I got it! The msg “ No instance for (Fractional Int) arising from a use of `/‘ “ actually has no business with the operands order at all ! -- Cui Liqiang On Tuesday, October 28, 2014 at 8:00 PM, Cui Liqiang wrote:
Thanks for your help, your suggestion works.
But I still don’t quite understand. In the following line: caluDecimal l = (foldr1 (\x acc -> acc / 10.0 + x) (map digitToInt l)), After applying digitToInt, the type of ‘x’ in the expression above is Int indeed, but Haskell consider the ’10.0’ to be a Int, is it?
---------------------------------------------------------------------------------------------------------------------------- Hi, I am doing an exercise in Haskell, which is converting a string like ?$123.312? to double value.

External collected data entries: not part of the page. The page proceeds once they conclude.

PR #3187, opened 2022-08-24
Force refresh of user after save to avoid modal (#3180)

### LINKED ISSUE #3180: Cannot update user on new Keycloak Administration Console theme
### Describe the bug

Hi guys, 
I am using Keycloak 19 for my project to manage users. I found the bug that the user's firstname, and lastname unable to update.

Let's see the below video:

[Keycloak Administration Console.webm](https://user-images.githubusercontent.com/25485764/185541335-bb9ecaf3-8ea5-40de-acaa-9e488e06f9a8.webm)
Keycloak Administration Console

### Version

19.0.1

### Expected behavior

The user can update.

### Actual behavior

The user cannot update when changing to the tab attribute.

### How to Reproduce?

1. In Details tab update First name, Last name.
2. Click Save.
3. You can see the message successfully.
4. Change to Attributes tab.
5. Change the attribute key.
6. Click Save.
7. Back to the user details the first name and last name no change.

### Anything else?

_No response_

kris2kris:
## Motivation
Closes #3180 

## Brief Description
The problem is that field stay dirty after save, so I force refresh of user after an update. Maybe there is a better way to reset dirty field, for exemple display a spinner instead of form during save.

## Verification Steps
1. Update user firstname and save.
2. Switch to Attributes tab.
3. Do it once again if problem doesn't occurred.

## Checklist:

### DIFF
--- a/src/user/UsersTabs.tsx
+++ b/src/user/UsersTabs.tsx
@@ -46,6 +46,7 @@ const UsersTabs = () => {
   const [user, setUser] = useState<UserRepresentation>();
   const [bruteForced, setBruteForced] = useState<BruteForced>();
   const [addedGroups, setAddedGroups] = useState<GroupRepresentation[]>([]);
+  const [forceFetch, setForceFetch] = useState(false);
 
   useFetch(
     async () => {
@@ -72,7 +73,7 @@ const UsersTabs = () => {
       setBruteForced(bruteForced);
       user && setupForm(user);
     },
-    [user?.username]
+    [user?.username, forceFetch]
   );
 
   const setupForm = (user: UserRepresentation) => {
@@ -90,6 +91,7 @@ const UsersTabs = () => {
       if (id) {
         await adminClient.users.update({ id }, user);
         addAlert(t("userSaved"), AlertVariant.success);
+        setForceFetch(!forceFetch);
       } else {
         const createdUser = await adminClient.users.create(user);
 
--- a/src/user/UsersTabs.tsx
+++ b/src/user/UsersTabs.tsx
@@ -74,7 +74,7 @@ const UsersTabs = () => {
       setBruteForced(bruteForced);
       user && setupForm(user);
     },
-    [user?.username, forceFetch]
+    [user?.username, refreshCount]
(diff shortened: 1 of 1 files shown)


src/user/UsersTabs.tsx
```diff
@@ -46,6 +46,7 @@ const UsersTabs = () => {
   const [user, setUser] = useState<UserRepresentation>();
   const [bruteForced, setBruteForced] = useState<BruteForced>();
   const [addedGroups, setAddedGroups] = useState<GroupRepresentation[]>([]);
+  const [forceFetch, setForceFetch] = useState(false);
```
jonkoops, line 49: We're already using a pattern for this that uses a count to force a refresh. Let's keep that aligned with what we are already doing.

```suggestion
  const [refreshCount, setRefreshCount] = useState(0);
  const refresh = () => setRefreshCount((count) => count + 1);
```

src/user/UsersTabs.tsx
```diff
@@ -72,7 +73,7 @@ const UsersTabs = () => {
       setBruteForced(bruteForced);
       user && setupForm(user);
     },
-    [user?.username]
+    [user?.username, forceFetch]
```
jonkoops, line 76:
```suggestion
    [user?.username, refreshCount]
```

src/user/UsersTabs.tsx
```diff
@@ -90,6 +91,7 @@ const UsersTabs = () => {
       if (id) {
         await adminClient.users.update({ id }, user);
         addAlert(t("userSaved"), AlertVariant.success);
+        setForceFetch(!forceFetch);
```
jonkoops, line 94:
```suggestion
        refresh();
```

jonkoops (changes requested):

src/user/UsersTabs.tsx
kris2kris: It's ok for me, I test with the change and it's still working

jonkoops (approved):

edewit (approved):

PR #3189, opened 2022-08-25
Add Keycloak JS to the project

jonkoops:
Adds Keycloak JS to the project and includes it in the [workspaces](https://docs.npmjs.com/cli/v8/using-npm/workspaces). Eventually a Maven build wil be added so it can be published and included in the Keycloak server build, at which point the code can be removed from that project.


keycloak-theme/pom.xml
```diff
@@ -237,7 +237,7 @@
                             <goal>npm</goal>
                         </goals>
                         <configuration>
-                            <arguments>run build --workspace=admin-ui</arguments>
+                            <arguments>run build --workspace=keycloak-js --workspace=admin-ui</arguments>
```
edewit, line 240: Why not build all workspaces here? like this:
```suggestion
                            <arguments>run build --workspaces</arguments>
```

edewit (approved):

keycloak-theme/pom.xml
jonkoops: Since we are possibly adding more in the future I decided to be explicit here for now. Likely this will be replaced with some toolt that can track dependencies for us (such as [wireit](https://github.com/google/wireit)), so it's temporary either way.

Below is my code:
module Main where import Data.Char
caluInt l = foldl1 (\acc x -> acc * 10 + x) (map digitToInt l) caluDecimal l = (foldr1 (\x acc -> acc / 10.0 + x) (map digitToInt l))
convert(x:xs) = let num = [e | e <- xs, e /= ','] intPart = takeWhile (/='.') num decimalPart = tail(dropWhile (/='.') num) in (caluInt intPart) + (caluDecimal decimalPart)
And I got an error in this line: caluDecimal l = (foldr1 (\x acc -> acc / 10.0 + x) (map digitToInt l)), which says: No instance for (Fractional Int) arising from a use of `/' Possible fix: add an instance declaration for (Fractional Int) In the first argument of `(+)', namely `acc / 10.0' In the expression: acc / 10.0 + x In the first argument of `foldr1', namely `(\ x acc -> acc / 10.0 + x)'
Why Haskell insists that 10.0 is a Int? How can I explicitly tell Haskell I want a Fractional? -- Cui Liqiang
Why Haskell insists that 10.0 is a Int? How can I explicitly tell Haskell I want a Fractional?
Because digitToInt means exactly what it says. If you want it to become something other than Int, apply fromIntegral to its result.